Fischst du mit 1 Haken auf der Mundschnur oder hast du dahinter noch einen lose durch das Öhr augezogen ? Falls nicht mach es bei Dorsch mal so : Vorne an der Mundschnur den 3/0 und dann ziehst du entweder einen zweiter Haken in 2/0 nur durch  das Öhr lose auf die Schnur . Dahinter eine kleine Perle und einen Stopper . 

Denn zweiten Haken wickelst du denn 3 x und die Mundschnur und ziehst ihn oben mit in den Köder ein ( Wattwurm , Tintenfisch etc. ). Noch besser ist ein 3/0 Circle Hook als zweiter Haken zum sichern des Köders und der Fisch hat den Circle Hook entweder im Maulwinkel oder schön in der Unterlippe hängen .

Geh mal auf youtube und gib Making Cod Rigs ein oder auch Sandmans Tackle Time . Der macht gute Videos zum Angeln in der Brandung und anfertigen von verschiedenen Rigs für Dorsch .
Gruß
Dieter


----------



## Aalbubi (4. März 2018)

*AW: Monoschnur Brandungsangeln*

Ich fische 3/0 Awa Shima Haken. Saugünstig.  Scharf sind die Haken (Nageltest). Das mit dem Doppelhaken-System hört sich sehr gut an! Circle Hooks sind leider ziemlich teuer. Danke für die ganzen Tipps!


----------



## Maxthecat (4. März 2018)

*AW: Monoschnur Brandungsangeln*

@Aalbubi : Haken und anderes Zubehör muss man ja nicht unbedingt in D kaufen . Dank Internet gib es das meist günstiger und mehr in der Packung ,in genauso guter Qualität in anderen Ländern zu Kaufen #6


----------



## Astacus74 (5. März 2018)

*AW: Monoschnur Brandungsangeln*

Moin,

gerade beim Kleinkram wie Schnur, Haken, Wirbel sollte man nur Qulitativ hochwertige Produkte kaufen. Darauf kommt es an was nützt günstig wenn es nicht taugt.

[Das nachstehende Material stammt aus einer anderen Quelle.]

PR #26109, opened 2026-02-02
🐛 Fixed comp subscription not being cancelled on upgrade to paid

rob-ghost:
When a comped member upgrades to a paid subscription, the complimentary access was not being removed. This meant that when the paid subscription was later cancelled, the member would revert to `comped` status instead of `free` — effectively giving them perpetual access after a single payment cycle. The bug manifests when the comp tier is different from the paid subscription tier, which is why it was tricky to reproduce locally.

This PR consolidates the two flavours of complimentary access removal into a single `removeComplimentarySubscription` method in MemberRepository. Ghost has two types of comp access: Stripe-backed subscriptions (with `plan_nickname: 'Complimentary'` and `unit_amount: 0`) and Ghost-only comps (products added directly via the Admin UI with no backing Stripe subscription). The old `cancelComplimentarySubscription` only handled Stripe-backed comps, and didn't filter specifically for complimentary subscriptions — it would cancel all non-canceled subscriptions. The new method handles both types correctly: it cancels Stripe-backed comp subscriptions via the Stripe API (then syncs via `linkSubscription`), and removes Ghost-only comp products by checking which products are backed by active Stripe subscriptions.

Rather than embedding this logic inside `linkSubscription` (which was the v1 approach and raised recursion concerns), the comp removal is called from the webhook handlers — `SubscriptionEventService` and `CheckoutSessionEventService` — after `linkSubscription` completes. If the member's status is now `paid`, any remaining comp access is cleaned up. This keeps `linkSubscription` focused on its single responsibility of syncing one Stripe subscription to the Ghost database.

Supersedes https://github.com/TryGhost/Ghost/pull/26074.

### DIFF
--- a/ghost/core/core/server/services/members/members-api/repositories/member-repository.js
+++ b/ghost/core/core/server/services/members/members-api/repositories/member-repository.js
@@ -152,7 +152,11 @@ module.exports = class MemberRepository {
     }
 
     isComplimentarySubscription(subscription) {
-        return subscription.plan && subscription.plan.nickname && subscription.plan.nickname.toLowerCase() === 'complimentary';
+        return this.isComplimentaryPlanNickname(subscription.plan?.nickname);
+    }
+
+    isComplimentaryPlanNickname(nickname) {
+        return nickname && nickname.toLowerCase() === 'complimentary';
     }
 
     /**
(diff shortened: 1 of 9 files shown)


ghost/core/core/server/services/members/members-api/repositories/member-repository.js
```diff
@@ -1991,34 +1991,66 @@ module.exports = class MemberRepository {
...
-        });
-
-        const subscriptions = await member.related('stripeSubscriptions').fetch();
+        const member = await this._Member.findOne({id});
+        const subscriptions = await member.related('stripeSubscriptions').fetch(options);
 
+        // 1. Cancel Stripe-backed complimentary subscriptions
         for (const subscription of subscriptions.models) {
-            if (subscription.get('status') !== 'canceled') {
+            const isComp = this.isComplimentarySubscription({plan: {nickname: subscription.get('plan_nickname')}});
```
sagzy: **nitpick (non-blocking)**: instead of having to construct a "Stripe-like" subscription object here, maybe we should extract out the `nickname.toLowerCase() === 'complimentary'` logic - so that it can be called from a Stripe subscription or Ghost subscription

ghost/core/core/server/services/stripe/services/webhook/checkout-session-event-service.js
```diff
@@ -251,6 +251,12 @@ module.exports = class CheckoutSessionEventService {
                     });
                 }
             }
+
+            // If member is now paid, remove any complimentary access
+            const updatedMember = await memberRepository.get({id: member.id});
+            if (updatedMember && updatedMember.get('status') === 'paid') {
+                await memberRepository.removeComplimentarySubscription({id: member.id});
+            }
```
sagzy, line 259: AFAIK, there isn't an instance where we'd receive a checkout webhook without a `customer.subscription.*`

Therefore, during a member upgrade, we'd be calling `memberRepository.removeComplimentarySubscription` twice - which shouldn't harm, but also isn't strictly necessary. 

**Suggestion**: remove logic from here, and keep it in the subscription event handler only

sagzy (approved):

ghost/core/core/server/services/stripe/services/webhook/checkout-session-event-service.js
rob-ghost: I tried this, but Stripe doesn't guarantee delivery order of webhooks. If `customer.subscription.created` arrives before `checkout.session.completed`, the member won't exist yet (member creation happens in the checkout handler), so the subscription handler silently skips. Keeping it in both covers the race condition.

sagzy: Ah! That's a good catch 👍

ghost/core/core/server/services/members/members-api/repositories/member-repository.js
```diff
@@ -1991,34 +1995,66 @@ module.exports = class MemberRepository {
...
+                .map(sub => sub.related('stripePrice')?.related('stripeProduct')?.get('product_id'))
+                .filter(Boolean)
+        );
+
+        const currentProducts = member.related('products').toJSON();
+        const filteredProducts = currentProducts.filter(product => activeSubscriptionProductIds.has(product.id));
+
+        if (filteredProducts.length !== currentProducts.length) {
+            await this._Member.edit({products: filteredProducts}, {id});
+        }
```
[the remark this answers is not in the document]
rob-ghost: This method is only called after we've confirmed `updatedMember.get('status') === 'paid'` — the paid subscription has already been linked via `linkSubscription`, which handles the status update. So by the time we're removing comp products, the status is already correct. No stale `comped` state is possible in this flow.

Ich kaufe mir lieber einmal was vernüftiges als andauernd den billigen Kram der laufend den Geist aufgibt.

Gruß Frank


----------



## Aalbubi (5. März 2018)

*AW: Monoschnur Brandungsangeln*

Es wurde ja schon auf die Qualität hingewiesen. Du kannst in den "Chinawobbler Thread" reingucken. Da gibt es echt geile Sachen aus China! Natürlich gibt es auch viel mist. Man kann aber auch in jedem Angelladen die Katze im Sack kaufen!


----------



## angler1996 (5. März 2018)

*AW: Monoschnur Brandungsangeln*



Aalbubi schrieb:


> Es wurde ja schon auf die Qualität hingewiesen. Du kannst in den "Chinawobbler Thread" reingucken. Da gibt es echt geile Sachen aus China! Natürlich gibt es auch viel mist. Man kann aber auch in jedem Angelladen die Katze im Sack kaufen!



yep, Du kannst aber auch Mist erwischen|wavey:
Vorbereitung viel aus, beim Packen festgestellt, brauche Mono als Vorschaltschnur, ab in den Baumarkt, der war näher als der Angelladen.
Solange die Temperatur über 10°C alles ok, aber wehe darunter, dann sind mir selbst die paar Meter von der Spule gesprungen ich Depp ich


----------



## Dorschgreifer (6. März 2018)

*AW: Monoschnur Brandungsangeln*



Aalbubi schrieb:


> Mein Problem bei Geflecht ist, das mir die meisten Dorsche ausschlitzen.



Genau deswegen kommt mir auch keine geflochtene mehr auf die Rollen... Gerade die größeren Dorsche 50+ schlitzen oft aus. Und auch die, die man rausbekommt, haben die Haken meist nur in der Lippe.

Außer einer genialen Bisserkennung hat die geflochtene für mich keinerlei Vorteile, eher mehr Nachteile.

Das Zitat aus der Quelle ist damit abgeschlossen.